La rentrée littéraire bat son plein avec près de 630 ouvrages qui arrivent dans les bacs. Didier Jacob, journaliste au « Nouvel Observateur » offre l’occasion, dans « la guerre littéraire, critique au bord de la crise de nerfs » à paraître le 11 septembre, de prendre un peu de hauteur sur les germanopratineries.

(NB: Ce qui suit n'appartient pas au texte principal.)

PR #14797, opened 2022-12-17
Context threading: more wiring

justinsb:
We're aiming to use this for testing immediately and better
logging/tracing in future, but to make the changes manageable breaking
them into a smaller series that don't directly achieve much.

### DIFF
--- a/cmd/kops/create.go
+++ b/cmd/kops/create.go
@@ -198,7 +198,7 @@ func RunCreate(ctx context.Context, f *util.Factory, out io.Writer, c *CreateOpt
 				}
 
 				sshKeyArr := []byte(v.Spec.PublicKey)
-				err = sshCredentialStore.AddSSHPublicKey(sshKeyArr)
+				err = sshCredentialStore.AddSSHPublicKey(ctx, sshKeyArr)
 				if err != nil {
 					return err
 				}
--- a/cmd/kops/create.go
+++ b/cmd/kops/create.go
@@ -76,7 +76,7 @@ func NewCmdCreate(f *util.Factory, out io.Writer) *cobra.Command {
 		Example: createExample,
 		Args:    cobra.NoArgs,
 		RunE: func(cmd *cobra.Command, args []string) error {
-			return RunCreate(context.TODO(), f, out, options)
+			return RunCreate(cmd.Context(), f, out, options)
 		},
 	}
 
--- a/cmd/kops/create_keypair.go
+++ b/cmd/kops/create_keypair.go
@@ -128,10 +128,10 @@ func NewCmdCreateKeypair(f *util.Factory, out io.Writer) *cobra.Command {
 			return nil
 		},
 		ValidArgsFunction: func(cmd *cobra.Command, args []string, toComplete string) ([]string, cobra.ShellCompDirective) {
-			return completeCreateKeypair(f, options, args, toComplete)
+			return completeCreateKeypair(cmd.Context(), f, options, args, toComplete)
 		},
 		RunE: func(cmd *cobra.Command, args []string) error {
-			return RunCreateKeypair(context.TODO(), f, out, options)
+			return RunCreateKeypair(cmd.Context(), f, out, options)
 		},
 	}
 
@@ -304,16 +304,15 @@ func completeKeyset(ctx context.Context, cluster *kopsapi.Cluster, clientSet sim
 	return keyset, keyStore, nil, cobra.ShellCompDirectiveNoFileComp
 }
 
-func completeCreateKeypair(f commandutils.Factory, options *CreateKeypairOptions, args []string, toComplete string) ([]string, cobra.ShellCompDirective) {
+func completeCreateKeypair(ctx context.Context, f commandutils.Factory, options *CreateKeypairOptions, args []string, toComplete string) ([]string, cobra.ShellCompDirective) {
 	commandutils.ConfigureKlogForCompletion()
-	ctx := context.TODO()
 
 	cluster, clientSet, completions, directive := GetClusterForCompletion(ctx, f, nil)
 	if cluster == nil {
 		return completions, directive
 	}
 
-	keyset, _, completions, directive := completeKeyset(cluster, clientSet, args, rotatableKeysetFilter)
+	keyset, _, completions, directive := completeKeyset(ctx, cluster, clientSet, args, rotatableKeysetFilter)
 	if keyset == nil {
 		return completions, directive
 	}
--- a/cmd/kops/create_keypair.go
+++ b/cmd/kops/create_keypair.go
@@ -164,7 +164,7 @@ func RunCreateKeypair(ctx context.Context, f *util.Factory, out io.Writer, optio
 	}
 
 	if options.Keyset != "all" {
-		return createKeypair(out, options, options.Keyset, keyStore)
+		return createKeypair(ctx, out, options, options.Keyset, keyStore)
 	}
 
 	keysets, err := keyStore.ListKeysets()
@@ -174,7 +174,7 @@ func RunCreateKeypair(ctx context.Context, f *util.Factory, out io.Writer, optio
 
 	for name := range keysets {
 		if rotatableKeysetFilter(name, nil) {
-			if err := createKeypair(out, options, name, keyStore); err != nil {
+			if err := createKeypair(ctx, out, options, name, keyStore); err != nil {
 				return fmt.Errorf("creating keypair for %s: %v", name, err)
 			}
 		}
@@ -183,7 +183,7 @@ func RunCreateKeypair(ctx context.Context, f *util.Factory, out io.Writer, optio
 	return nil
 }
 
-func createKeypair(out io.Writer, options *CreateKeypairOptions, name string, keyStore fi.CAStore) error {
+func createKeypair(ctx context.Context, out io.Writer, options *CreateKeypairOptions, name string, keyStore fi.CAStore) error {
 	var err error
 	var privateKey *pki.PrivateKey
 	if options.PrivateKeyPath != "" {
@@ -252,7 +252,7 @@ func createKeypair(out io.Writer, options *CreateKeypairOptions, name string, ke
 		return err
 	}
 
-	err = keyStore.StoreKeyset(name, keyset)
+	err = keyStore.StoreKeyset(ctx, name, keyset)
 	if err != nil {
 		return fmt.Errorf("error storing user provided keys %q %q: %v", options.CertPath, options.PrivateKeyPath, err)
 	}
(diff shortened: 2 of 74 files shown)


cmd/kops/create_keypair.go
```diff
@@ -268,7 +268,9 @@ func createKeypair(out io.Writer, options *CreateKeypairOptions, name string, ke
 }
 
 func completeKeyset(cluster *kopsapi.Cluster, clientSet simple.Clientset, args []string, filter func(name string, keyset *fi.Keyset) bool) (keyset *fi.Keyset, keyStore fi.CAStore, completions []string, directive cobra.ShellCompDirective) {
-	keyStore, err := clientSet.KeyStore(cluster)
+	ctx := context.TODO()
```
johngmyers, line 271: I don't think this qualifies for TODO. This is a new interactive context.

upup/pkg/fi/vfs_castore.go
```diff
@@ -59,7 +60,7 @@ func NewVFSCAStore(cluster *kops.Cluster, basedir vfs.Path) *VFSCAStore {
 }
 
 // NewVFSSSHCredentialStore creates a SSHCredentialStore backed by VFS
-func NewVFSSSHCredentialStore(cluster *kops.Cluster, basedir vfs.Path) SSHCredentialStore {
+func NewVFSSSHCredentialStore(ctx context.Context, cluster *kops.Cluster, basedir vfs.Path) SSHCredentialStore {
```
johngmyers, line 63: Why is this changing to take a Context? We're adding a Context to all methods, so why one when creating the store?

justinsb: You're right - we don't need it - removed!

cmd/kops/create_keypair.go
justinsb: So I've been using TODO at the "frontier" to limit how far we have to require context.Context in the callchains.

However, in most of these we do have the cobra Command available, which includes the context.Context, so I added another commit to add those to this PR.

pkg/client/simple/clientset.go
```diff
@@ -53,10 +53,10 @@ type Clientset interface {
 	SecretStore(cluster *kops.Cluster) (fi.SecretStore, error)
 
 	// KeyStore builds the key store for the specified cluster
-	KeyStore(cluster *kops.Cluster) (fi.CAStore, error)
+	KeyStore(ctx context.Context, cluster *kops.Cluster) (fi.CAStore, error)
```
johngmyers, line 56: This shouldn't take a Context

pkg/client/simple/clientset.go
```diff
@@ -53,10 +53,10 @@ type Clientset interface {
...
 
 	// SSHCredentialStore builds the SSHCredential store for the specified cluster
-	SSHCredentialStore(cluster *kops.Cluster) (fi.SSHCredentialStore, error)
+	SSHCredentialStore(ctx context.Context, cluster *kops.Cluster) (fi.SSHCredentialStore, error)
```
johngmyers, line 59: Shouldn't take a context

johngmyers (changes requested):

pkg/client/simple/clientset.go
justinsb: Not sure I follow.  I think all our methods are going to end up taking a context.  And this one directly needs a context for VFSClientset::KeyStore -> pkiPath -> VFSContext::BuildVfsPath

johngmyers: The methods on a CAStore might take a context, but it doesn't make much sense for the CAStore itself to hold a context.

I'm thinking a lot of the problem has to do with `vfs.Path` implementing `io.WriterTo`. Perhaps one should call a method taking a context in order to get a `io.WriterTo`.

justinsb: I think that's a valid concern, and I've been wondering if it's possible to change where we _need_ the context.  The reason it's baked into the VFSContext right now is that we are caching a GCS client, which includes the http.Client, which is what we're going to intercept/override in our tests.  Arguably the GCS Client and the http.Client should be built on every method call, but I _think_ the GCS client is not just using the standard http.Transport.  So maybe we should be caching it ... etc etc

But: I don't think we should assume that a method that takes a context.Context is going to embed the context.Context.  If the context means anything, it means that the method is non-trivial.  Anything that logs, anything that emits an otel span, or anything that calls any method that does that is going to take a context parameter.

So, while I think we can absolutely look at where we store the GCS client and friends, overall we're going to have a context on basically every exported function, and probably most internal functions also.

I suspect we'll do this for a few years until we decide that maybe goroutine-local-storage is a good idea, and then we'll hopefully just have a bulk refactoring tool to undo all the context args ;-)

johngmyers: The design pattern I'm applying is that contexts don't belong in clientsets. One should mock out the client through the context; one should mock out the client through the clientset.

The VFSContext (which is a clientset) should not be a global variable; it should be passed in explicitly. And `vfs.Path` is not just a path but something which currently inherently needs to embed a context.

justinsb: OK, that makes sense and I will look at doing that.  I think we need to pass it into every callsite to BuildVfsPath (which can then pass a context to buildGCSPath).  I think the GCS vfs.Path will end up embedding a GCS client, which I think is equivalent.

But, in order to get there, we need to wire up the context into a lot of methods.  I can either do that piecemeal in "waves" - one idea or set of functions at a time - with the hope that these smaller PRs can be more easily reviewed, or I can do a "big bang" where we change every callsite.  I feel that changing every callsite at once will be almost impossible to review though...

This particular function calls VFSClientset::KeyStore -> pkiPath -> VFSContext::BuildVfsPath anyway, so we'd need the context argument even if I did the "BuildVfsPath" wave immediately.  (And that "wave" looks like it'll be _very_ big)

justinsb: (The PR where I tried doing _some_ of this is https://github.com/kubernetes/kops/pull/14777 and it rapidly becomes all-encompassing...)

johngmyers: I don't think we should hang a `VFSContext` off of a `context.Context` and I don't think we should be adding `context.Context` parameters to enable hanging a `VFSContext` off of a `context.Context`.

It would be reasonable for a `VFSClientset` to have a `VFSContext`.

justinsb: OK, I changed this PR to _only_ wire up context.Context into more functions.

Once we have context.Context available in enough callsites, we can try it the more logically coherent way.

cmd/kops/create.go
```diff
@@ -192,13 +192,13 @@ func RunCreate(ctx context.Context, f *util.Factory, out io.Writer, c *CreateOpt
...
 
-				sshCredentialStore, err := clientset.SSHCredentialStore(cluster)
+				sshCredentialStore, err := clientset.SSHCredentialStore(ctx, cluster)
 				if err != nil {
 					return err
 				}
 
 				sshKeyArr := []byte(v.Spec.PublicKey)
-				err = sshCredentialStore.AddSSHPublicKey(sshKeyArr)
+				err = sshCredentialStore.AddSSHPublicKey(ctx, sshKeyArr)
```
johngmyers, line 201: So you have to pass a context to create a `SSHCredentialStore` and then you have to pass it again to call a receiver on that `SSHCredentialStore`. This just doesn't make sense to me.

I think you'd be better off passing a `VFSContext` to create the `simple.Clientset`. Then you'd be able to have tests create a mock `VFSContext`.

justinsb: I think the core of it is that all methods are going to take a context.

Once all methods take a context, then we can make good choices regarding where to consume values from the context.  It's hard right now to start using the context, because it's tempting to use the subset of methods that have a context.  (As you've seen, where I was trying to add context partially and use it in the wrong places).

johngmyers: One doesn't pass a context to `k8sClient.CoreV1()` or `k8sClient.CoreV1().Nodes()`. Similarly, one shouldn't pass a context to `clientset.SSHCredentialStore()`.

justinsb: I'm proposing we just add them, then we can prune if we feel they aren't needed.  Otherwise this is going to take a very long time....

cmd/kops/create.go
```diff
@@ -76,7 +76,7 @@ func NewCmdCreate(f *util.Factory, out io.Writer) *cobra.Command {
 		Example: createExample,
 		Args:    cobra.NoArgs,
 		RunE: func(cmd *cobra.Command, args []string) error {
-			return RunCreate(context.TODO(), f, out, options)
+			return RunCreate(cmd.Context(), f, out, options)
```
olemarkus, line 79: Doesn't this return `nil` as we don't run with `cobraCommand.ExecuteContext`?

justinsb: Ugh I hope it returns context.TODO() or context.Background() but I'll check - thanks for pointing it out!

justinsb: I think it actually defaults to context.Background, but I switched us to call ExecuteContext so it's clearer (which might also allow us to reply to control-C more promptly in future :-) )

justinsb:
On the more contentious issue, @johngmyers has defined a nice distinction between builder methods (broadly: no side effects, no network calls, not expected to fail for good input) vs request methods (make network calls, do things, could fail unexpectedly if e.g. the network flakes).   The argument is that builder methods should not take context.Context.

It's potentially requires some deeper refactoring, but I think we/I can do it.   However, I want to be sure that we don't end up revisiting these methods, so I think we need some clear design principles - ideally that we could enforce with a linter.

I'm thinking something along these lines for the rules:
* "builder" methods would not take a context, and would be named `NewFoo`.  (NewVFSPath, NewSSHCredentialStore etc).  The prefix could also be "Build" or something else.
* "request" methods would always take a context.

An alternative rule is that "every method takes a context", but builders should be builders (no network requests etc).  We can't enforce that with a linter, but we don't enforce it today.

The problem with the stricter rules is that logging and tracing are also tied into the context (or will be in the next year or two).  I think tracing is OK, but if a builder wants to log that is awkward...  We could suggest passing in the logger there (effectively, a "limited context")

olemarkus:
I definitely think we should use klog from context. But I don't think logging from deterministic functions makes a whole lot of sense.

It's not uncommon to create loggers that are passed into builders though, so that may be an option. Not a huge fan of this pattern myself.

johngmyers:
To quibble with the rules, in `k8sClient.CoreV1().Nodes()` both `CoreV1()` and `.Nodes()` are builder methods. I don't think a prefix of "New" or "Build" is desirable in that case of a receiver on a client that configures a different client.

justinsb:
Well this is the place to iterate on the "rules" (and we don't even need to have rules, and they could be guidelines).

Another candidate I thought of:  Builder's don't get a prefix.  So Builders should start with Nouns, Requests should start with Verbs.

I don't think we can lint that reliably in general, but we might be able to catch the obvious ones.  It also gives us an answer to whether methods should include the Get prefix as they often do in Java; they do if they are a Request (GetInstance), they don't if they are a Builder (i.e. don't do GetSSHCredentialStore, do SSHCredentialStore)

justinsb:
So I tried the "no prefix" option and it seems pretty reasonable (and has the advantage of being the smallest change ... )

johngmyers (approved):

Ça grince, ça coïnce, ça râpe, parfois ça brûle, de temps en temps ça claque. Et pourtant c’est fluide. Ça se lit, se relit, en picorant par ci, par là. Il y a les personnages récurrents, Guillaume Durand, Michel Houellebecq ou Christine Angot. Les seconds rôles, Florian Zeller, Frédéric Beigbeder ou Mazarine Pingeot. Et les indétrônables occupants de l’espace médiatique, BHL, Finkielkraut et Attali toujours prêts à éclairer le monde de leurs lumières 2 watts. Dans ce théâtre absurde du petit monde littéraire parisien, Didier Jacob, l’auteur de La guerre littéraire, critique au bords de la crise de nerfs est à l’aise. Journaliste au Nouvel observateur, il critique, crie, parfois, tique souvent. Du mauvais esprit en barre qu’il diffuse chaque jeudi sur son blog « Rebuts de presse » depuis 2004 et dont il offre ici le best of.
Extraits : « Lang, lui, relit "tout Tocqueville". Gros morceau. Forcément, quand on relit tout Tocqueville, c’est qu’on est dans l’opposition. Faut s’occuper. Sinon, un petit coup d’œil aux illuminations entre deux manifs, c’est tout le temps qu’on peut accorder à la littérature.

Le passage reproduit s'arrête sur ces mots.